或许是因为这几天月亮总是照到我脚上,我躺在床上一直睡不着。强迫症似的睁着眼睛看着外面,我也不知道这算不算黑夜,因为天空是白色的。不可否认,喜欢和讨厌是一瞬间的事,我开始讨厌起自己来,或者说,讨厌我的生活和这样生活的我。这样一想我更睡不着了。
每当我想起生死这样的问题总会想起史铁生和他的地坛。虽然身残志坚方面他远不如段延庆,但他让我明白不怕死和想活着是两回事。他想通了,知道死总会来,但是我爷爷还不知道世界上有哲学和辩证法,每天花十分钟艰难的走到在我家院子外面求菩萨,不知道是求着留下还是让菩萨带走他,他再撑十年可以申请吉尼斯纪录了。我爷爷也让我明白一个道理,随时会完蛋比完蛋本身可怕多了。

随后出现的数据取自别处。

Issue #8424, opened 2022-05-17
Support for GPC


patmmccann:
We should set ortb2.regs.ext.gpc to 1 if GPC headers indicate the user has opted out, following https://github.com/prebid/Prebid.js/issues/6270#issuecomment-780896180

 Some guidance suggests the third character of the [US Privacy string](https://github.com/InteractiveAdvertisingBureau/USPrivacy/blob/master/CCPA/US%20Privacy%20String.md) should be set to 'Y'. Publishers or bid adapters are free to modify the string set by the cmp to effectuate this or entities may choose to resolve conflicts server side as suggested in  https://github.com/InteractiveAdvertisingBureau/openrtb/issues/98

patmmccann:
#7796 for linkage

PR #8925, opened 2022-08-30
Enrichment FPD Module: Support for GPC Detection

jlquaccia:
## Type of change
- [x] Feature

## Description of change
- Added a function within the Enrichment FPD Module to detect whether or not GPC is enabled.  If it is enabled, then ortb2.regs.ext.gpc will be set to 1.

## Other information
https://github.com/prebid/Prebid.js/issues/8424
https://global-privacy-control.glitch.me

@dgirardi can you review when you have time?

### DIFF
--- a/test/spec/modules/enrichmentFpdModule_spec.js
+++ b/test/spec/modules/enrichmentFpdModule_spec.js
@@ -99,4 +99,18 @@ describe('the first party data enrichment module', function() {
     expect(validated.device).to.deep.equal({ w: 1200, h: 700 });
     expect(validated.site.keywords).to.be.undefined;
   });
+
+  it('test 2', function() {
+    let validated;
+    width = 800;
+    height = 500;
+
+    validated = processFpd({}, {}).global;
+    expect(validated.regs).to.equal(undefined);
+
+    navigator.globalPrivacyControl = { gpc: 1 };
+    validated = processFpd({}, {}).global;
+    expect(validated.regs.ext.gpc).to.equal(1);
+    delete navigator.globalPrivacyControl;
+  });
 });
--- a/test/spec/modules/enrichmentFpdModule_spec.js
+++ b/test/spec/modules/enrichmentFpdModule_spec.js
@@ -100,7 +100,7 @@ describe('the first party data enrichment module', function() {
     expect(validated.site.keywords).to.be.undefined;
   });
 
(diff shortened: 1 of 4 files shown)


test/spec/modules/enrichmentFpdModule_spec.js
```diff
@@ -99,4 +99,18 @@ describe('the first party data enrichment module', function() {
...
+
+  it('should store a reference to gpc witin ortb2.regs.ext if it has been enabled', function() {
+    let validated;
+    width = 800;
+    height = 500;
+
+    validated = processFpd({}, {}).global;
+    expect(validated.regs).to.equal(undefined);
+
+    navigator.globalPrivacyControl = { gpc: 1 };
```
dgirardi, line 111: as I read the proposal this should be `true` or `false`. However, I have two objections: 

-  aren't we doing this too early? none of my browsers set this, and it's not even mentioned on MDN.  Is the proposal final and on its way to implementation?
- Once the navigator _does_ set this, this test will not work right, because it's going to be a read-only value. I think you need to mock it here.

jlquaccia: just updated my PR.  somehow missed the `true` or `false` part thanks for pointing that out.  i think the test is ok now.

correct, from what i gathered as well, this functionality does still seem to be in it's early stages, not 100% sure when it will be fully implemented.  it does state here how detection will occur though: https://global-privacy-control.glitch.me/ (was taken from https://globalprivacycontrol.org/, from the faq at the bottom under "I’m a publisher, developer, or other service. How can I support GPC?")

i was aiming to be proactive, however, as you mentioned because this is still in the proposal phase should we hold off entirely for the time being in case specifications change?

dgirardi: I think it's OK because as it's written the worst that can happen is that we don't pick up the gpc flag. I'm just surprised that we'd get here before MDN :)

jlquaccia: haha i agree, MDN typically knows all.  least the change on our end for this is pretty minimal/low-risk like you pointed out anyway

dgirardi (approved):

patmmccann (approved):

patmmccann:
Thanks @jlquaccia !!

PR #8933, opened 2022-08-31
SpotX Bid Adapter: Support UID2

spotxslagle:
## Type of change
- [ x ] Feature

## Description of change
This change adds support for passing along UID2 id's in SpotX bid requests

## Other information
@robertrmartinez @dgirardi @patmmccann


modules/spotxBidAdapter.js
```diff
@@ -300,6 +300,21 @@ export const spec = {
         );
       }
 
+      if (bid && bid.userId && bid.userId.uid2) {
```
dgirardi, line 303: I may be missing some context, but the bid request has a `userIdAsEids` property, an array of all available user IDs formatted as ORTB `user.ext.eids`. I believe you could just copy that over instead of checking for individual id providers? although I don't know if that would set `ext.rtiPartner` as you do here.

spotxslagle: I'm honestly not sure about that. Our backend might be fine with that, but I'm not the person to ask about it. The current implementation is the one requested by our product team, and I'd prefer not to fiddle around with it unless I need to.

dgirardi: Understood, but my suggestion is to bring this up with your product team - because if that works (and I don't see why it wouldn't) that means that the next ID provider you onboard with won't need any changes at all in your adapter.

dgirardi (approved):

modules/spotxBidAdapter.js
patmmccann: the spotx adapter appears to be doing some bulky re-implementation of creating an eid. Please fix

patmmccann (changes requested):

spotxslagle:
I believe everything should be in order with this now

patmmccann (approved):

Issue #8660, opened 2022-07-07
bid adapters: support standard first party data keywords


bretg:
## Type of issue
conforming to standards

## Description
While reviewing a documentation PR from (@gchicoye), I noticed that the nexx360 is accepting a 'keywords' parameter and doesn't look for them in ortb2.site.keywords.

It's not acceptable for publishers to have to pass adapters special first party data -- rather, they should be able to set [standard FPD keywords](https://docs.prebid.org/features/firstPartyData.html) and all adapters must read from that conventional location. It's acceptable to support **both** custom params as well as the conventional location.

Adapters that need to be checked and possibly updated:

- [x] Nexx360
- [x] Appnexus

@ChrisHuie found these additional bidders that need to look into this:

- [ ] Craft Bid Adapter
- [ ] Winr Bid Adapter
- [ ] Pixfuture Bid Adapter
- [ ] Mediafuse Bid Adapter
- [ ] Beop Bid Adapter
- [ ] Displayio Bid Adapter
- [ ] Prisma Bid Adapter
- [ ] Ras Bid Adapter
- [ ] Goldbach Bid Adapter
- [ ] Deepintent Bid Adapter
- [ ] Sonobi Bid Adapter

patmmccann:
@bretg does this apply to Xandr adapter?

patmmccann:
https://github.com/prebid/Prebid.js/blob/15b688c9a4f15a7669fd1fa579f9c76e1a917949/modules/appnexusBidAdapter.js#L846

bretg:
It applies to all bidders. @jsnellbaker - please take a look at the appnexus bid adapter to make sure keywords can come from ortb2 and not just bidder-specific params. Thanks!

jsnellbaker:
To clarify the intent/context, when a publisher specifies ortb2 keywords - they intend to have them apply to all adUnits that were part of the setup?  It's not a selective thing per adUnit?

I figure it's the former, but I just want to check in case there are other possible use-cases within the ortb2 setup.

bretg:
Not clear imp-level keywords is a real use-case, but if it is, seems like AdUnit.ortb2Imp.ext.data.keywords would be the right location.

ORTB specifies site.keywords, app.keywords, user.keywords, and site.content.keywords -- those should be set with setConfig({ortb2}).

jsnellbaker:
Hi @bretg 

Thanks for the feedback.  We will take a look into these changes for our next sprint.

[...]

PR #8614, opened 2022-06-28
1plusX RTD submodule: New RTD Module

bwhisp:
## Type of change

- [ ] Bugfix
- [x] Feature (New RTD submodule)
- [ ] New bidder adapter   
- [ ] Code style update (formatting, local variables)
- [ ] Refactoring (no functional changes, no api changes)
- [ ] Build related changes
- [ ] CI related changes
- [ ] Does this change affect user-facing APIs or examples documented on http://prebid.org?
- [ ] Other

## Description of change

This PR adds a RTD submodule for 1plusX 
This module will fetch first party data from 1plusX's Profile API consisting of : 
  - the audiences the user is part of 
  - the topics related to the page
 
Then it will transmit this data to the supported & selected bid adapters through `setBidderConfig`

Contents of the PR : 
    - 1plusX RTD module: `modules/1plusXRtdProvider.js`
    - Unit tests for 1plusX RTD module: `test/spec/modules/1plusXRtdProvider_spec.js`
    - Integration example for 1plusX RTD module: `integrationExamples/gpt/1plusXRtdProviderExample.html`
    - Documentation for 1plusX RTD module: `modules/1plusXRtdProvider.md`

For any changes that affect user-facing APIs or example code documented on http://prebid.org, please provide:

- PR adding the documentation : prebid/prebid.github.io#3873

## Other information
I am not 100% sure about where to write the data in the ORTB2 format when updating the bid adapter configs.

The data I am fetching from 1plusX's Profile API consists of lists of custom-defined Ids that don't follow the standard taxonomy. 
While I found info about where to write audience segments & topics in ORTB2; it seemed that it concerned only those following the standard taxonomy. 

I reached a solution by combining the [ORTB2 specs](https://www.iab.com/wp-content/uploads/2016/03/OpenRTB-API-Specification-Version-2-5-FINAL.pdf) (pages 31 & 25) AND some examples from other RTD Providers : 
   - audience segments will be written in an element of `ortb2.user.data` array
   - topics will be written in `ortb2.site.keywords`

I will add comments to the related parts of the code, please review these parts with special care.

PR #8939, opened 2022-09-01
Appnexus Bid Adapter: add support to read ortb2 keywords

jsnellbaker:
## Type of change

- [x] Feature

## Description of change
Related to #8660

This PR adds support to read keywords from the various ortb2 fields (in the ortb2 config and the potential adUnit.ortb2Imp object.

To avoid this as a breaking change, the previous methods used by the appnexus adapter to read keyword data are still supported.  The keyword keys/values are combined from the respective sources and are assigned to the proper locations in the outgoing adserver request (ie adUnit level keywords are stored inside the `tag` object that matches the `adUnit` and the generic ortb2 keywords are applied at the request level).

When the keys from different sources match (ie bid params and adUnit.ortb2Imp), the values are joined together in the final result to help consolidate the information and ensure all values are considered.

### DIFF
--- a/test/spec/modules/appnexusBidAdapter_spec.js
+++ b/test/spec/modules/appnexusBidAdapter_spec.js
@@ -610,7 +610,7 @@ describe('AppNexusAdapter', function () {
       config.getConfig.restore();
     });
 
-    it('adds auction level keywords to request when set', function () {
+    it('adds auction level keywords and ortb2 keywords to request when set', function () {
       let bidRequest = Object.assign({}, bidRequests[0]);
       sinon
         .stub(config, 'getConfig')
@@ -618,10 +618,31 @@ describe('AppNexusAdapter', function () {
         .returns({
           gender: 'm',
           music: ['rock', 'pop'],
-          test: ''
+          test: '',
+          tools: 'power'
         });
 
-      const request = spec.buildRequests([bidRequest]);
+      const bidderRequest = {
+        ortb2: {
+          site: {
+            keywords: 'power tools, drills, tools=industrial',
+            content: {
+              keywords: 'video, source=streaming'
+            }
+          },
+          user: {
+            keywords: 'tools=home,renting'
+          },
+          app: {
+            keywords: 'app=iphone 11',
+            content: {
+              keywords: 'appcontent=home repair, dyi'
+            }
+          }
+        }
+      };
+
+      const request = spec.buildRequests([bidRequest], bidderRequest);
       const payload = JSON.parse(request.data);
 
       expect(payload.keywords).to.deep.equal([{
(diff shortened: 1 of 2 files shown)


patmmccann:
tagging #8596 as related. I believe most of the special handling for Appnexus that RTB modules do is in setting these parameters.

test/spec/modules/appnexusBidAdapter_spec.js
```diff
@@ -632,6 +653,28 @@ describe('AppNexusAdapter', function () {
...
+      }, {
+        'key': 'renting'
+      }, {
+        'key': 'app',
+        'value': ['iphone 11']
+      }, {
+        'key': 'appcontent',
+        'value': ['home repair']
+      }, {
+        'key': 'dyi'
```
patmmccann, line 677: would you consider gathering this https://github.com/prebid/Prebid.js/blob/d73944600b1e15a5a1f5c4ce5c2db8a84eb53644/modules/permutiveRtdProvider.js#L231 and https://github.com/prebid/Prebid.js/blob/d73944600b1e15a5a1f5c4ce5c2db8a84eb53644/modules/1plusXRtdProvider.js#L108 and https://github.com/prebid/Prebid.js/blob/d73944600b1e15a5a1f5c4ce5c2db8a84eb53644/modules/airgridRtdProvider.js#L76 in scope for this change?

patmmccann: these rtd modules bypass the "normal" workflow that the data controller module is able to edit

jsnellbaker: If they're populating the values under the bid.params.keywords before our request goes out, it should be gathered automatically by the logic we have already?  I'm not sure how else to pre-emptively gather the data from their systems.

If they want to change their setup to have the publisher populate the ortb2 keyword fields with their data, then I suppose their customizations shouldn't be needed (if that's what you meant by 'in scope for this change').

patmmccann: These rtd modules typically write contextual segments to site.content.data and user segments to user.data. It is in those locations that the data controller module is able to edit the segments down if necessary. We believe, since the appnexus adapter does not support either of these inputs and people seem to be using params.keywords in their place, that appnexus adapter should be responsible for copying the segments from the standard locations to the keywords instead of these modules each having special appnexus handling.

patmmccann: as reference: https://github.com/prebid/Prebid.js/pull/8614#pullrequestreview-1035918465

jsnellbaker: How would you transform the typical segment objects into key-value pairs (I'm looking at the samples in the (first party data)[https://docs.prebid.org/features/firstPartyData.html]) page from the docs, and I don't see exactly how things should be pulled together)?  

Is this really something that would okay to implement for everyone who potentially has this data in these fields, as opposed to just doing it for these rtd modules?

patmmccann: I agree it isn't obvious how this should be done, and each of these adapters seems to have made slightly different choices to support Xandr

jsnellbaker: If someone change suggest a standard approach, we can take a look and consider.  If it's going to take time, then maybe it can be a future PR and we just have this PR focus on the keywords fields specifically.

patmmccann (approved):

Fawke (approved):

凌晨三点钟,是黎明前最浓的黑。时针和分针组成一个标准直角,是最容易滋生人性黑暗,和令人脆弱的时刻。我想,大概活不下去这个念头,是能证明的了。我突然想起维特来了,难道我不就是维特吗?"多数人为了生计,干活耗去了大部分时间,剩下的一点业余时间却令他们犯了闲愁,非得挖空心思,想方设法把它打发掉。啊,人就是这么个命"。Goethe真的是一个很高明的艺术家。以前看外文书,看多了就像铅印的催眠剂,唯独《少年维特之烦恼》,百读不厌。因为我从维特身上看到了自己,可惜的是,文学向来只提出问题而不解决问题。我不可能在父母的羽翼之下还想着用一把枪往脑袋上撞,我只是想知道在追求渺茫的希望时,我该怎样把那希望描画在心里,然后平心静气的一动不动。
亚里士多德说,喜欢孤独的人不是野兽,就是神灵。也怪不得他有亚历山大那么优秀的学生。孤独往往与hypochondria相伴,难以想象高中时代的学生躲躲藏藏吃着满是英文注释的药物是什么感觉,等那些都熬过去了发现原来竟然还有更难熬的,也没什么感觉了,Francis Bacon的一句话说,你害怕它们就是在招引它们。难怪,我怕穷,我一直没钱,我怕孤独,我一直一个人,现在好了,我怕活着。。。天呐。